Legislation banning racial discrimination in Virginia’s high-profile schools enrollment policies was passed by a key Senate committee just days after a federal judge ruled that one such school discriminates against Asian Americans.
Fall Church, Virginia (AP) – Legislation banning racial discrimination in the admission of high-ranking Virginia schools was passed by a key Senate committee just days after a federal judge ruled that one such school discriminated against Asian Americans.
Republican del. Glen Davis sponsored the bill after Thomas Jefferson High School of Science and Technology, an elite public school in northern Virginia, revised admission policy amid criticism that black and Hispanic students were very underrepresented in the student body.
The changes in TJ are known to have provoked an unpleasant reaction from parents, including Asian American families, who felt the changes were aimed at their success in school. Prior to the change, more than 70 percent of Americans were of Asian descent.
A group of parents sued to block the changes, and last week a federal judge in Alexandria ruled that the new policy discriminates against Asian Americans. The judge ruled that inadmissible “racial balancing” forced the Fairfax County School Board to make changes.
The school board is considering an appeal.
On Thursday, the Senate Education and Health Committee voted 10 to 5 in favor of passing the Davis bill and sending it to a full Senate vote.
The bill was substantially amended at the request of Democrat Senator Petersen to simplify it. The amended bill now simply states that racial discrimination is prohibited in admission policy. It excludes language that sought to be broadly defined, which would constitute discrimination.
Petersen said the simplification of the language leaves it to the courts to determine what constitutes discrimination. He highlighted last week’s decision as proof that the changes made by Fairfax County were discriminatory.
“The point is that the policy (TJ) was adopted in order to, frankly, reduce the number of Asian Americans who visited Thomas Jefferson,” Petersen said. “And all you need to do is look at all the public comments that were made at the time.”
Since federal law already prohibits racial discrimination, it is unclear whether the bill, if passed, will have a practical effect. But Petersen said the bill, however, makes an important statement.

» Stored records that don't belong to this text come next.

PR #223, opened 2026-06-21
fix: ultra-review v6 — 24 verified correctness, security & robustness fixes

g-battaglia:
## Ultra-review of the full v6 source

Two rounds. **Round 1:** 8 parallel agents reviewed every line; **every** finding was then re-verified by an adversarial subagent (90 findings → 56 confirmed, 31 false positives, 2 intentional). **Round 2:** 10 fresh finders on under-covered areas (translations 1779 lines, chart_drawer 5195-line internals, collision math, data-table consistency) + adversarial verification.

This PR applies **~38 verified fixes across 11 focused commits**. Full suite: **9227 passed · 0 failed · 1407 skipped**, `ruff` clean (also repairs a pre-existing float-boundary failure in `test_future_2050_snapshot`).

### Security / robustness
- `fetch_geonames`: HTTP timeouts (was unbounded → DoS); stop leaking the GeoNames `username` (credential) into DEBUG logs; broaden cache filter except.

### FastAPI / schema integrity (`get_type_hints()` verified intact)
- `Optional`-but-required fields get `default=None`; deprecated `kr_types` shim delegates `__all__` to `kerykeion.schemas.__all__`.

### Correctness
- `get_planet_house` span-agnostic (non-quadrant systems >180°); `format_ancient_iso` + `julian_to_datetime` round/carry (was ~1s off BCE, latent `seconds==60` ValueError); `degreeSum` non-negative; report element/quality % reuse model integers; fixed-star magnitude column; void-of-course dedup; reuse/drop redundant ephemeris calls; `planetary_nodes` raises on all-fail; stop fabricating White_Moon as Lilith+180°; `_get_zodiac_info` guards `sidereal_mode=None`.
- Plus: composite `__eq__`, validate `KERYKEION_LEB_MODE`, `HOUSE_SYSTEM_EQUAL "E"→"A"`, escape `kr:` SVG attrs, copy-on-store, serializer `.get()`+house numbers, document `backwards`, pytz `UnknownTimeZoneError`.

### i18n
- IT `"houses"` was "Domificazione" (== "domification") → "Case"; FR `transit_name` used "transition" → "Au moment du transit".

### Documentation (semantically-loaded; behavioural fix left to maintainer)
- `phase_angle` = Sun–Moon elongation; Gauquelin sector for ephemeris-less points is an ecliptic approximation; `axis_orb_limit` is a deliberate dual-chart no-op.

### Deferred for the maintainer (confirmed, but NOT applied — need a decision / canonical-kernel regen)
- **Axis-cusp colors off-by-one** (MEDIUM, confidence 0.97): `chart_drawer.py:3819-3822` & `3929-3932` use `planets_settings[12..15]` (Chiron, Ascendant, Medium_Coeli, Descendant) where they should use `[13..16]` (Ascendant, Medium_Coeli, Descendant, Imum_Coeli) — the ASC cusp gets Chiron's colour, MC gets ASC's, etc. The 1-line fix is trivial, but it changes rendered SVG and requires regenerating **all** chart baselines; on a short-range dev kernel some baselines (ancient Rome) can't regenerate, so this should be applied + regenerated on the full-DE441 kernel in one step.
- **Translation completeness**: 11 celestial points (Interpolated_Lilith, Mean/True_Priapus, 8 Uranian) and 11 chart-label keys (point, transit, transit_point, house_position/natal_house, progression*, synastry_chart) are missing from the non-EN language blocks → they leak the English/Latin default on non-EN charts. Needs accurate native translations (CN/RU/HI/…).
- Earlier deferred: local-space ecliptic latitude=0; `axis_orb_limit` actually filtering dual charts (doctrine); MoonPhaseSunInfo rise/set int/str convention (public-API types); almuten participating triplicity; plus low-value cosmetics.

### Follow-up review (round 2 — applied in this PR)
A second medium-effort review pass over this PR's own diff surfaced six items, all now fixed + regression-tested (suite: **9258 passed**, `ruff` clean):
- **`convert_decimal_to_degree_string`**: the `"3"` format could emit an invalid `60"` near a degree boundary (`10.99997°` → `10°59'60"`). Now rounds the total and carries via `divmod` → `11°00'00"`. Formats `"1"`/`"2"` keep floor semantics; every input still formats the same rounded total, so no valid baseline changes.
- **Gauquelin sector midpoint** (previously deferred): confirmed the old formula was **180° off** (sector numbers placed opposite the sector). The corrected midpoint was already in the diff and is now covered by a regression test. There are no Gauquelin SVG baselines (the label angle is computed, not snapshotted), so no baseline regen is required.
- **`get_planet_house` / `is_point_between`**: the house lookup had inlined a second copy of the arc-containment math. `is_point_between` gained an `allow_reflex` flag and `get_planet_house` now reuses it — one tested primitive for quadrant and non-quadrant (>180° span) systems.
- **`format_ancient_iso`**: a float-noise hour within ~0.5 s of midnight was clamped to `23:59:59` of the *wrong* day. Now carries the rollover into the next day via a proleptic-Julian `_next_proleptic_julian_day` helper.
- **`day_length` formatting**: `report.py` (`H:MM`) and `context_serializer.py` (`str(timedelta)` → `H:MM:SS`) disagreed. Extracted a shared `format_timedelta_hhmm`; both surfaces now render `H:MM`.
- **`active_aspects` serialization**: `a.get('orb')` could render the literal string `None`. Now omits the `(orb)` suffix when orb is absent and skips nameless entries.

🤖 Generated with an adversarial multi-agent review + verification workflow ([Claude Code](https://claude.com/claude-code))

## Release Notes

* **New Features**
  * Added public API for computing Dorothean triplicity lords via `get_triplicity_lords()`.
  * Added progression-related language labels to the settings UI.

* **Bug Fixes**
  * Improved sidereal mode fallback and axis-orb filtering for dual-chart aspects.
  * Corrected ASC/MC/DSC/IC cusp coloring and Equal house-system identifier.
  * Improved White Moon handling when the ephemeris backend lacks support.
  * Moon phase outputs and XML serialization now use timezone-aware datetimes and proper day-length formatting.

* **Improvements**
  * Updated report percentage display to whole numbers; strengthened GeoNames, SVG escaping, and local-space ecliptic-latitude handling.


g-battaglia:
@coderabbitai review

---
_Generated by [Claude Code](https://claude.ai/code)_

g-battaglia:
Pushed follow-up fixes in 66f006ce addressing three confirmed findings from a second-pass review:

- **`utilities.py`** — `format_ancient_iso` could emit an invalid `:60` UTC-offset field (minutes rounded independently of hours); now carries into the hour via `divmod`.
- **`transits_time_range_factory.py`** — `axis_orb_limit` docstring still said dual-chart calcs ignore it, but transits run through the dual-chart path that now applies the filter; doc updated to match.
- **`fetch_geonames.py`** — debug-log `len()` assumed `geonames` was a list; a scalar payload raised an uncaught `TypeError`; guarded with an `isinstance(list)` check.

Added regression tests for the offset carry and the malformed-payload guard. Suite green, ruff clean.

@coderabbitai full review

g-battaglia:
@coderabbitai full review

New commit `3933cd2a` addresses a follow-up correctness bug found while reviewing this PR's own diff:

- **`relocated_chart_factory.py` (BCE path)**: this PR made `format_ancient_iso` round to the nearest second (with day carry), but the relocated BCE path still truncated the same `revjul` decimal hour with `int()`. Both derive from the same float, so the integer `hour`/`minute`/`seconds` fields and the stored ISO string diverged by up to ~1s — or a whole day at the midnight boundary (e.g. `dec_hour=23.9998889` → old int-fields `23:59:59` vs ISO `00:00:00` of the next day), violating the helper's documented invariant that the two agree. The integer fields now apply the same round + day-carry (reusing `_next_proleptic_julian_day`), passing the original un-carried date to `format_ancient_iso` to avoid a double day-carry.
- Updated the unit test that encoded the old truncation semantics and added a midnight-boundary regression test.
- Corrected the now-stale comment in `convert_decimal_to_degree_string` (only formats "1"/"2" floor; format "3" rounds).

Please pay particular attention to the day-carry interaction between the integer fields and `format_ancient_iso` (no double-carry), and the proleptic-Julian leap-year handling for negative astronomical years.

g-battaglia:
Chiusa e riaperta come PR identica per richiedere una nuova review completa a CodeRabbit.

The bill was also part of the legislative agenda of Republican Gov. Glen Yangkin. While the Senate, tightly controlled by Democrats, has slammed much of its agenda, some of Yangkin’s education bills have been successful. The Senate passed a bill suspending school masks that Youngkin signed and went into effect this week. The Senate has also passed a law awaiting Youngkin’s signature, which requires parental notice if students are assigned reading materials with sexual content.
In a second rally on Thursday, the Senate rejected by 8-7 votes a law that allowed local school boards to allow home students to participate in high school sports. The bill’s sponsor, Republican Del Marie March, said 35 states have passed similar laws. Opponents argued that athletes representing the school in inter-school competitions should be students of that school.